*AIM OF THE EXERCISE*:
Report each line of the data below in which "params" appears.

*INPUT RECORDS*:

PR #16144, opened 2019-10-28
Migrate hooks for new Order view page

### LINKED ISSUE #16523: [ORDER PAGE] New hooks
**New hooks mapping**
We will add new hooks on the top with the other button. This hooks will force the module to have the same design as the other one.

68310376-30ba9600-00b0-11ea-86f3-52e5dffa2435

**Known limitation**
Mapping requires that "when there is not enough space for all buttons to be rendered, a dropdown list appears instead and buttons are put inside" => this is a responsive feature, need someone experienced in front (not @matks 😛 )

**Workaround for limitation instead:**

if 1 or 2 buttons are added (like module test) they are displayed
if more than 2 buttons are added, it displays 1st button THEN next buttons are in dropdown (see screenshot below)
=> these 2 usecases can be seen with the test module, when you refresh there is a 50% luck you have usecase 1 or 2

sarjon:
| Questions     | Answers
| Branch?       | develop
| Description?  | Migrates olds hooks from legacy page to new one. See details below
| Type?         | improvement
| Category?     | CO
| BC breaks?    | yes, 2 hooks have been moved and renamed but aliases keep compatibility but some are really not compatible any more because of different parameters
| Deprecations? | no
| Fixed ticket? | Fixes https://github.com/PrestaShop/PrestaShop/issues/16523
| How to test?  | See below

### New hooks mapping

See below https://github.com/PrestaShop/PrestaShop/pull/16144#issuecomment-550356204

### How to test

1. Build assets. Reinstall shop (SQL file modified).
2. Go to modules/folder in CLI
3. Copy [test module](https://github.com/matks/orderhooks) there: `git clone git@github.com:matks/orderhooks.git`
4. Go to BO "Module catalog" and search for "orderhook"
5. Install "orderhook" test module
6. Go to 1 order view page, example `/admin-dev/index.php/sell/orders/orders/1/view`
7. See how hooks are displayed and compare to mapping
8. Refresh. I added a "random 50%" to display the 2 usecases explained below

### Known limitation

Mapping requires that "when there is not enough space for all buttons to be rendered, a dropdown list appears instead and buttons are put inside". I cant do that as my integration skills are very low.

What I did instead:
- if 1 or 2 buttons are added (like module test) they are displayed
- if more than 2 buttons are added, I display 1st button THEN next buttons are in dropdown (see screenshot below)

=> these 2 usecases can be seen with the test module, when you refresh there is a 50% luck you have usecase 1 or 2

### Screenshots

Capture d’écran 2019-11-22 à 17 11 13
Capture d’écran 2019-11-22 à 17 11 21

---
This change is [Reviewable](https://reviewable.io/reviews/prestashop/prestashop/16144)


src/PrestaShopBundle/Resources/views/Admin/Sell/Order/Order/Blocks/View/details.html.twig
```diff
@@ -45,6 +45,9 @@
         {{ 'Merchandise returns'|trans({}, 'Admin.Orderscustomers.Feature') }} ({{ orderForViewing.returns.orderReturns|length }})
       </a>
     </li>
+
+    {{ renderhook('displayAdminOrderTabShip', {'id_order': orderForViewing.id}) }}
+    {{ renderhook('displayAdminOrderTabOrder', {'id_order': orderForViewing.id}) }}
```
sarjon: There is kind of BC break with these 2 hooks (and 2 related hooks below). In legacy, three params where passed to these hooks: `order` object model, order products array and `customer` object model. 

See https://github.com/PrestaShop/PrestaShop/blob/develop/controllers/admin/AdminOrdersController.php#L1932

In new page, I pass only order id, but it's enough to retrieve all data about order (customer, products, order itself).

@matks wdty? Is it ok or should we keep legacy params?

src/PrestaShopBundle/Resources/views/Admin/Sell/Order/Order/Blocks/View/order_actions.html.twig
```diff
@@ -47,4 +47,6 @@
       {{ form_rest(updateOrderStatusActionBarForm) }}
     </div>
   {{ form_end(updateOrderStatusActionBarForm) }}
+
+  {{ renderhook('displayBackOfficeOrderActions', {'id_order': orderForViewing.id}) }}
```
sarjon: Regarding this hook, I don't know if we can implement "More actions", see below.

actions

*OUTPUT FOR THIS EXERCISE*:
sarjon: There is kind of BC break with these 2 hooks (and 2 related hooks below). In legacy, three params where passed to these hooks: `order` object model, order products array and `customer` object model. 
@matks wdty? Is it ok or should we keep legacy params?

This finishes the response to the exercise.